Type I Collagen structural hierarchy. (a) Collagen monomer: The type I collagen monomer is a heterotrimer triple helix consisting of two α1 and one α2 chains with approximate dimensions of 300 × 1.5 nm. The monomer is divided into five D-segments with D1–D4 having a length of 67 nm and D5 equal to 0.46D. (b) Microfibril: Five monomers pack in parallel and stagger by one D-period into microfibrils. Based on PDB: 3HR227. (c) Smallest repeating unit (SRU): Isolating one D-period length of the microfibril gives the SRU, which contains the entire sequence of all five D-segments of the monomer in the configuration of the microfibril bundle. (ci) All-atom model of SRU rendered by VMD (http://www.ks.uiuc.edu/Research/vmd/)66. (cii) Three replicates of the SRU along the b-axis are created to define a representative fibril surface, shown in longitudinal view (right) and cross-section view (left).

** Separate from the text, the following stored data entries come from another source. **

PR #4413, opened 2019-10-04
Improved large jungle and acacia tree generation 

NiLSPACE:

### DIFF
--- a/src/Generating/Trees.cpp
+++ b/src/Generating/Trees.cpp
@@ -30,30 +30,34 @@ static const sCoords Corners[] =
 } ;
 
 // Array with possible directions for a branch to go to.
-static const Vector3d AvailableBranchDirections[] =
+static const std::array<Vector3d, 32> & availableBranchDirections()
 {
-	{ -1, 0, 0 }, { 0, 0, -1  },
-	{ -1, 0, 1 }, { -1, 0, -1 },
-	{ 1, 0, 1  }, { 1, 0, -1  },
-	{ 1, 0, 0  }, { 0, 0, 1   },
+	static const std::array<Vector3d, 32> res =
+	{
+		{
+			{ -1, 0, 0 }, { 0, 0, -1  },
+			{ -1, 0, 1 }, { -1, 0, -1 },
+			{ 1, 0, 1  }, { 1, 0, -1  },
+			{ 1, 0, 0  }, { 0, 0, 1   },
 
-	{ -0.5, 0, 0   }, { 0, 0, -0.5    },
-	{ -0.5, 0, 0.5 }, { -0.5, 0, -0.5 },
-	{ 0.5, 0, 0.5  }, { 0.5, 0, -0.5  },
-	{ 0.5, 0, 0    }, { 0, 0, 0.5     },
+			{ -0.5, 0, 0   }, { 0, 0, -0.5    },
+			{ -0.5, 0, 0.5 }, { -0.5, 0, -0.5 },
+			{ 0.5, 0, 0.5  }, { 0.5, 0, -0.5  },
+			{ 0.5, 0, 0    }, { 0, 0, 0.5     },
 
-	{ -1, 0.5, 0 }, { 0, 0.5, -1  },
-	{ -1, 0.5, 1 }, { -1, 0.5, -1 },
-	{ 1, 0.5, 1  }, { 1, 0.5, -1  },
-	{ 1, 0.5, 0  }, { 0, 0.5, 1   },
+			{ -1, 0.5, 0 }, { 0, 0.5, -1  },
+			{ -1, 0.5, 1 }, { -1, 0.5, -1 },
+			{ 1, 0.5, 1  }, { 1, 0.5, -1  },
+			{ 1, 0.5, 0  }, { 0, 0.5, 1   },
 
-	{ -0.5, 0.5, 0   },  { 0, 0.5, -0.5    },
-	{ -0.5, 0.5, 0.5 },  { -0.5, 0.5, -0.5 },
-	{ 0.5, 0.5, 0.5  },  { 0.5, 0.5, -0.5  },
-	{ 0.5, 0.5, 0    },  { 0, 0.5, 0.5     },
-
-};
-
+			{ -0.5, 0.5, 0   },  { 0, 0.5, -0.5    },
+			{ -0.5, 0.5, 0.5 },  { -0.5, 0.5, -0.5 },
+			{ 0.5, 0.5, 0.5  },  { 0.5, 0.5, -0.5  },
+			{ 0.5, 0.5, 0    },  { 0, 0.5, 0.5     },
+		}
+	};
+	return res;
+}
 
 // BigO = a big ring of blocks, used for generating horz slices of treetops, the number indicates the radius
 
@@ -446,8 +450,8 @@ void GetLargeAppleTreeImage(int a_BlockX, int a_BlockY, int a_BlockZ, cNoise & a
 	for (int i = 4; i < Height; i++)
 	{
 		// Get a direction for the trunk to go to.
-		Vector3d BranchStartDirection = AvailableBranchDirections[static_cast<size_t>(a_Noise.IntNoise3DInt(a_BlockX, a_BlockY + i, a_BlockZ)) % ARRAYCOUNT(AvailableBranchDirections)];
-		Vector3d BranchDirection = AvailableBranchDirections[static_cast<size_t>(a_Noise.IntNoise3DInt(a_BlockX, a_BlockY / i, a_BlockZ)) % ARRAYCOUNT(AvailableBranchDirections)] / 3;
+		Vector3d BranchStartDirection = availableBranchDirections()[static_cast<size_t>(a_Noise.IntNoise3DInt(a_BlockX, a_BlockY + i, a_BlockZ)) % availableBranchDirections().size()];
+		Vector3d BranchDirection = availableBranchDirections()[static_cast<size_t>(a_Noise.IntNoise3DInt(a_BlockX, a_BlockY / i, a_BlockZ)) % availableBranchDirections().size()] / 3;
 
 		int BranchLength = 2 + a_Noise.IntNoise3DInt(a_BlockX * a_Seq, a_BlockY * a_Seq, a_BlockZ * a_Seq) % 3;
 		GetTreeBranch(E_BLOCK_LOG, E_META_LOG_APPLE, a_BlockX, a_BlockY + i, a_BlockZ, BranchLength, BranchStartDirection, BranchDirection, a_BlockY + Height, a_LogBlocks);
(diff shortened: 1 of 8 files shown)


madmaxoft:
To fix the CI build, you'll need to wrap the `static const` globals into a function that returns them:
```cpp
static const std::array<Vector3d, ...> & availableBranchDirections()
{
  static const std::array<Vector3d, ...> res =
  {
    { -1, 0, 0 }, { 0, 0, -1  },
    ...
  };
  return res;
}
```
That should work around that warning / error.

src/Generating/Trees.cpp
```diff
@@ -367,40 +446,15 @@ void GetLargeAppleTreeImage(int a_BlockX, int a_BlockY, int a_BlockZ, cNoise & a
...
-	};
-
 	// Create branches
 	for (int i = 4; i < Height; i++)
 	{
 		// Get a direction for the trunk to go to.
-		Vector3d BranchStartDirection = AvailableDirections[static_cast<size_t>(a_Noise.IntNoise3DInt(a_BlockX, a_BlockY + i, a_BlockZ)) % ARRAYCOUNT(AvailableDirections)];
-		Vector3d BranchDirection = AvailableDirections[static_cast<size_t>(a_Noise.IntNoise3DInt(a_BlockX, a_BlockY / i, a_BlockZ)) % ARRAYCOUNT(AvailableDirections)] / 3;
+		Vector3d BranchStartDirection = availableBranchDirections()[static_cast<size_t>(a_Noise.IntNoise3DInt(a_BlockX, a_BlockY + i, a_BlockZ)) % availableBranchDirections().size()];
+		Vector3d BranchDirection = availableBranchDirections()[static_cast<size_t>(a_Noise.IntNoise3DInt(a_BlockX, a_BlockY / i, a_BlockZ)) % availableBranchDirections().size()] / 3;
```
madmaxoft: This brought me to an idea, why not just use a function that returns a single vector, based on the coords and the sequence?
`Vector3d pickBranchDirection(Vector3i a_BlockPos, int a_Seq)`
I think it'd make the code much more readable.

NiLSPACE: Yeah, that does look better.

src/Generating/Trees.cpp
```diff
@@ -29,6 +29,37 @@ static const sCoords Corners[] =
...
+			{ 1, 0.5, 0  }, { 0, 0.5, 1   },
+
+			{ -0.5, 0.5, 0   },  { 0, 0.5, -0.5    },
+			{ -0.5, 0.5, 0.5 },  { -0.5, 0.5, -0.5 },
+			{ 0.5, 0.5, 0.5  },  { 0.5, 0.5, -0.5  },
+			{ 0.5, 0.5, 0    },  { 0, 0.5, 0.5     },
+		}
+	};
+
+	return directions[(static_cast<size_t>(a_BlockPos.SqrLength()) + a_Seq) % directions.size()];
```
madmaxoft: I don't think `SqrLength` is a good replacement, you should still use `a_Noise.IntNoise3DInt()`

The short D5 divides the D-period into two regions; the “overlap” region contains segments D1 to D5, while the “gap” region only contains D1 to D4. In a and c, integrin binding motifs are indicated in yellow. (d) Fibril: The alternating overlap and gap regions create the characteristic “bright and dark” D-banding pattern viewed by electron microscopy when the collagen fibril is stained with heavy metal. The concentric packing of collagen monomers within a single fibril for the overlap region is viewed in the cross-section. Colored circles represent the estimated positions of collagen monomers on the surface layer and are color-coded by D-segments.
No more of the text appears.